Detecting and Locating Icequakes on Erebus Volcano

Mt Erebus, the world's southernmost active volcano, lies on Ross Island, Antarctica, roughly 36 km north of McMurdo Station. It is best known for its rare, persistently convecting phonolite lava lake that exhibits low-level, quasi-repeating strombolian-style eruptions associated with degassing. The edifice is also covered by a glacial system composed of mostly permanent snow and ice that exhibits frequent icequake seismicity due to fracturing at very shallow depths.
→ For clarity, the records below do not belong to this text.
PR #2916, opened 2025-02-11
#2917: recalculate available vehicles after selecting

spacek531:
solves #2917 2917

You can play with your new trains right away :D

### DIFF
--- a/CHANGELOG.md
+++ b/CHANGELOG.md
@@ -1,5 +1,6 @@
 25.01+ (???)
 ------------------------------------------------------------------------
+- Fix: [#2916] Vehicles aren't available after adding them with the Object Selection window.
 - Fix: [#2864] News messages are drawn incorrectly.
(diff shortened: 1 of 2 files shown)


AaronVanGeffen:
Good call. Could you add a changelog entry?

ZehMatt:
Is this a bug or why is this needed?

spacek531:
The bug is that vehicles selected in object selection aren't available, because the game requires vehicles to explicitly be marked available. That function forces the game to recalculate what is available.

ZehMatt:
> The bug is that vehicles selected in object selection aren't available, because the game requires vehicles to explicitly be marked available. That function forces the game to recalculate what is available.

I see, it would be good to have an issue describe the problem so its easier to understand why the PR changed the code, not just for this PR but also for future PRs, we also don't have to use the PR in the changelog then. When its just code refactoring then an issue is not needed.

duncanspumpkin (approved):

PR #2919, opened 2025-02-14
Implement Town Growth

duncanspumpkin:
Finished

### DIFF
--- a/src/OpenLoco/src/Interop/Hooks.cpp
+++ b/src/OpenLoco/src/Interop/Hooks.cpp
@@ -815,7 +815,6 @@ void OpenLoco::Interop::registerHooks()
     Scenario::registerHooks();
     StationManager::registerHooks();
     TownManager::registerHooks();
-
     S5::registerHooks();
     Title::registerHooks();
     OpenLoco::Tutorial::registerHooks();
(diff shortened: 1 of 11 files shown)


src/OpenLoco/src/Map/Track/TrackData.cpp
```diff
@@ -997,4 +997,267 @@ namespace OpenLoco::World::TrackData
     {
         return _roadMiscData[roadId];
     }
+
+    // TODO: The following i think can be further deduplicated/generated
+
+    constexpr std::array<RoadUnkNextTo, 2> kStraightUnkNextTo = {
```
ZehMatt, line 1003: Missing static, for all of them.

src/OpenLoco/src/Interop/Hooks.cpp
```diff
@@ -815,6 +815,7 @@ void OpenLoco::Interop::registerHooks()
     Scenario::registerHooks();
     StationManager::registerHooks();
     TownManager::registerHooks();
+
```
AaronVanGeffen, line 818: This PR now adds a single line of whitespace here, fwiw.

src/OpenLoco/src/World/CompanyAi.cpp
```diff
@@ -898,7 +898,7 @@ namespace OpenLoco
         }
         else
         {
-            if (!thoughtTypeHasFlags(thought.type, ThoughtTypeFlags::unk5 | ThoughtTypeFlags::unk6))
+            if (!thoughtTypeHasFlags(thought.type, ThoughtTypeFlags::unk4 | ThoughtTypeFlags::unk5))
```
AaronVanGeffen, line 901: Given this seems to have been a mistake in the previous implementation, could this have led to a bug? For example, the wrong costs being applied? (Doesn't help that we don't exactly know what these flags represent, of course.)

PR #2922, opened 2025-02-15
Fix company list window invalidation

shusaura85:
Fix incorrect invalidation target for company list window


AaronVanGeffen (approved):
Nice find. Thanks for the patch!

PR #728, opened 2025-09-01
Fix duplicate outcome validation during sync

beltradini:
This pull request adds a regression test and a code fix to ensure that duplicate outcome validation in the CareKit store works correctly when outcomes have newer versions. The test verifies that outcomes with a next version skip duplicate validation, and the code fix implements this logic in the validation method.

**Testing improvements:**

* Added a new test case in `TestOutcomeDuplicate.swift` to verify that outcomes with a next version do not trigger duplicate validation, and that outcomes without a next version correctly throw an error when duplicates exist.

**Bug fix:**

* Updated the `validateForInsert()` method in `OCKCDOutcome.swift` to skip duplicate validation if the outcome has a next version, preventing false positives when validating outcomes that are part of a version chain.

### DIFF
--- a/CareKit/CareKitTests/Synchronization/TestOutcomeDuplicate.swift
+++ b/CareKit/CareKitTests/Synchronization/TestOutcomeDuplicate.swift
@@ -1,0 +1,74 @@
+/*
+ Copyright (c) 2016-2025, Apple Inc. All rights reserved.
+ 
+ Redistribution and use in source and binary forms, with or without modification,
+ are permitted provided that the following conditions are met:
+ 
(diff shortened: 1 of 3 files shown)


gavirawson-apple:
Thanks @beltradini! I may be thinking about this wrong, but isn't it important we prevent a client from updating an old version of an outcome? It's been some time since I've toyed with the versioning system here, but I believe a client should only be able to update the latest version of an object to ensure the version chain remains accurate. If you have a specific situation in mind where a client needs to update an old version of an outcome that might clear this up for me.

PR #737, opened 2025-12-14
fix: Add more Hashable conformance

### LINKED ISSUE #726: Update many of the concrete CareKit types to Hashable
Many of the types in CareKit are structs that conform to `Equatable`, but not `Hashable`. This causes issues when using the respective types to update a SwiftUI view. See a bug that is mentioned here for reference https://github.com/netreconlab/CareKitSample-ParseCareKit/pull/145#issuecomment-2863932587

Can types such as OCKAnyEvent, OCKPatient, OCKOutcome, etc. be made `Hashable`. This is harder than it seems as it will initially break a lot of the CareKit code.

Also, a nice to have is to have `@CareStoreFetchRequest` made `Hashable` and to be able to get return types of [OCKPatient], [OCKCarePlan], etc. Note, I'm not suggestion that the protocols `OCKAnyPatient` conform to `Hashable` as that will cause additional breaks in code.

A workaround along with conformance for many of the types are in our Essentials framework (the files typically end in `...+Hashable.swift`): https://github.com/netreconlab/CareKitEssentials/tree/main/Sources/CareKitEssentials/Extensions

cbaker6:
Close #726

Continuation on #736

### DIFF
--- a/CareKitStore/CareKitStore/Protocols/Tasks/OCKAnyTask.swift
+++ b/CareKitStore/CareKitStore/Protocols/Tasks/OCKAnyTask.swift
@@ -31,7 +31,7 @@
 import Foundation
 
 /// Conforming a type to `OCKAnyTask` allows it to be queried and displayed by CareKit.
-public protocol OCKAnyTask: Identifiable, Sendable {
+public protocol OCKAnyTask: Sendable {
 
     /// A user-defined unique identifier, typically human readable.
     var id: String { get }
--- a/CareKitStore/CareKitStore/Protocols/Tasks/OCKAnyTask.swift
+++ b/CareKitStore/CareKitStore/Protocols/Tasks/OCKAnyTask.swift
@@ -31,7 +31,7 @@
 import Foundation
 
 /// Conforming a type to `OCKAnyTask` allows it to be queried and displayed by CareKit.
-public protocol OCKAnyTask: Sendable {
+public protocol OCKAnyTask: Identifiable, Sendable {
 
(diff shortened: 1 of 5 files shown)


CareKitStore/CareKitStore/Protocols/Tasks/OCKAnyTask.swift
```diff
@@ -31,7 +31,7 @@
 import Foundation
 
 /// Conforming a type to `OCKAnyTask` allows it to be queried and displayed by CareKit.
-public protocol OCKAnyTask: Sendable {
+public protocol OCKAnyTask: Identifiable, Sendable {
```
gavirawson-apple: We have long-standing problem ever since the `Identifiable` was introduced - our `id` property isn't a stable ID for different versions of the same task, but our `uuid` is. I think that means we can't conform `OCKAnyTask` to `Identifiable` directly, the best you can do right now is wrap `OCKAnyTask` in an `Identifiable` type.

gavirawson-apple (changes requested):
Looking great, `Hashable `conformance will make handling these data structures much easier. I think we just need to remove the `Identifiable` conformance before merging. Let's brainstorm the best way to move towards `Identifiable` conformance without negatively impacting developers.

CareKitStore/CareKitStore/Protocols/Tasks/OCKAnyTask.swift
cbaker6: I see, I’ll make an update soon.

PR #739, opened 2026-01-06
feat: Add more Sendable arguments to remote synchronizer

cbaker6:


gavirawson-apple (approved):
Another nice catch, thanks Corey.

PR #741, opened 2026-01-11
fix: Change README badge to Xcode 16.3

cbaker6:
Change badge to lowest Xcode that supports Swift 6.1.


gavirawson-apple (approved):
Thanks for catching this Corey!

PR #1071, opened 2020-03-26
fix: check updated store path on verify after precommit phase1

cryptonemo:
Alternative to https://github.com/filecoin-project/rust-fil-proofs/pull/1070

Updates phase1 output in place by setting the new cache_dir specified during the validate (in addition to the precommit phase 2, as validate isn't required to be called).


cryptonemo:
I think this path will not be pursued in favor of #1070

PR #1077, opened 2020-04-07
refactor: split storage-proof into subcrates

dignifiedquire:
This helps compile times and makes dev cycles quicker.

There are now
- storage-proofs-core - everything shared
- storage-proofs-porep - all poreps
- storage-proofs-post - all posts
- storage-proofs - same api as before, reexports the others


vmx:
Out of interest. Was this all manual work or are there tools to do something like "fix my imports"?

dignifiedquire:
> Out of interest. Was this all manual work or are there tools to do something like "fix my imports"?

All manual labor, though I hear that rust-analyzer has some import fixing tools.

PR #1078, opened 2020-04-07
publish v25 params

dignifiedquire:


filecoin-proofs/parameters.json
```diff
@@ -1,82 +1,122 @@
...
     "sector_size": 536870912
   },
-  "v24-proof-of-spacetime-election-PoseidonHasher-5916054ae98e28fc2f0470d1fb58eb875a6865be86f0b8c4e302d55f13217fef.params": {
-    "cid": "QmSXMF85mdGLQfAY98zVL4dUBpGPFFUPDmFzdc1NZrVFdh",
-    "digest": "a93de0f8cfb04af5d21f66ef48ee59a8",
+  "v25-proof-of-spacetime-fallback-MerkleTree<PoseidonHasher, 8, 0, 0>-3ea05428c9d11689f23529cde32fd30aabd50f7d2c93657c1d3650bca3e8ea9e.params": {
+    "cid": "QmQ2HrKCWbtWQNNQiBj3BFE8QrqMyed8P5Vw5vyyzuSMsF",
+    "digest": "2e15ec3fbff51abf66d241252fb8babd",
     "sector_size": 2048
   },
```
porcuquine, line 26: This one and the one above (""v25-proof-of-spacetime-fallback-MerkleTree<PoseidonHasher, 8, 0, 0>-0170db1f394b35d995252228ee359194b13199d259380541dc529fb0099096b0.params") seem to be duplicated but for the digest part of the cache key. Is it possible that two different circuit-code versions got included in this manifest?

dignifiedquire: I believe this is correct, there are two fallback posts per sector size, one for window and one for winning.

dignifiedquire: There should be and there are 24 entrie in total

- 4 sector sizes
- 3 different proofs per sector size
- 2 files (`.params`, `.vk`) per proof

porcuquine: Okay. They really should have distinct names, in my opinion.

porcuquine: By that, I mean there should be enough metadata surfaced in their cache keys to make it clear which is which.

dignifiedquire: they use the same circuit, so this is not easily possible

porcuquine: Don't they differ in public parameters, though (they should)? The cache identifier is a function of public parameters for that reason, so it seems like it should be possible. What am I missing?

PR #1081, opened 2020-04-08
feat(winning-post): avoid passing the full list of sectors

dignifiedquire:
This was a request from the node implementations, to make this interface more performant. The burden of checking the correct sectors is now on the callers.


porcuquine:
In particular, this review doesn't give any attention to the question of whether this change of behavior is a good idea or whether it might violate some other assumption about the proofs taken as a whole. So this needs to be considered at the protocol/spec/security level also. (I'm not saying it *is* an issue, just that I'm only approving this as a code change and don't think such a PR would be the place to endorse anything else either.) Can we please track this decision elsewhere? (cc: @anorth @nicola )

PR #1083, opened 2020-04-13
ci: fix file descriptor limits on macOS

ognots:
fixes errors in CircleCI mac builds, such as
```
---- fallback::vanilla::tests::fallback_post_poseidon_two_partitions_smaller_top_8_8_2 stdout ----
thread 'fallback::vanilla::tests::fallback_post_poseidon_two_partitions_smaller_top_8_8_2' panicked at 'called `Result::unwrap()` on an `Err` value: Too many open files (os error 24)', /Users/distiller/crate/storage-proofs/core/src/merkle/builders.rs:411:13
```

Fix sets ulimit for system, users (`sudo ulimit` calls) and then user sets ulimit (without `sudo`)

### DIFF
--- a/.circleci/config.yml
+++ b/.circleci/config.yml
@@ -278,7 +278,8 @@ jobs:
       - run: rustup default $(cat rust-toolchain)
       - run: cargo update
       - run: cargo fetch
-      - run: ulimit -n 512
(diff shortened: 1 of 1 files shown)


dignifiedquire:
Thank you

PR #1085, opened 2020-04-27
feat: add some more timing results to window post bench

cryptonemo:
Outputs some additional timings.

### DIFF
--- a/fil-proofs-tooling/src/bin/benchy/window_post.rs
+++ b/fil-proofs-tooling/src/bin/benchy/window_post.rs
@@ -34,6 +34,18 @@ struct Inputs {
 #[derive(Serialize)]
 #[serde(rename_all = "kebab-case")]
 struct Outputs {
+    seal_pre_commit_phase1_cpu_time_ms: u64,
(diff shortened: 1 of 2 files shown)


fil-proofs-tooling/src/bin/benchy/window_post.rs
```diff
@@ -105,49 +117,67 @@ pub fn run_window_post_bench<Tree: 'static + MerkleTreeTrait>(
...
+            cache_dir.path(),
+            staged_file.path(),
+            sealed_file.path(),
+            PROVER_ID,
+            sector_id,
+            TICKET_BYTES,
+            &piece_infos,
+        )
+    })
+    .expect("failed in seal_pre_commit_phase1");
```
vmx, line 132: This function returns already an anyhow result, hence you could use `.context()?` instead of `.expect()` which then would return an error instead of panicking. The applies to all uses of `.expect()`.

dignifiedquire:
merging, non critical code, we can always improve, thansk @cryptonemo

These glacial microseismic sources provide a unique opportunity for studying the subsurface of volcanic structures due to their wide spatial distribution and their impulsive signatures. Previous Erebus seismic studies have successfully produced tomographic scattering maps of the shallow volcanic subsurface utilizing strombolian and icequake coda correlations. This study intends to derive icequake source locations by assembling a surface wave eikonal tomographic map combined with an oct-sampler location algorithm to effectively build a flexible local detection/location framework specifically for volcanoes. The study's data consists of continuous seismic records from the Erebus Tomography and Source Studies (ZW.ETB) and Mt. Erebus Volcano Observatory (Y4.ETS) networks deployed from 2007 to 2009. To assemble a comprehensive record of icequakes, we apply a Short-Time/ Long-Time Averaging detection algorithm that distinguishes instantaneous event amplitudes from the average seismic noise amplitude. Furthermore, we propose to assemble a surface wave tomographic map by applying the eikonal equation to calculated traveltime surfaces derived from reconstructed Rayleigh wave empirical Green's functions. Finally, we intend to utilize our tomographic velocity model, station coordinates, and phase arrival times to estimate icequake source locations as input arguments in a nonlinear algorithm.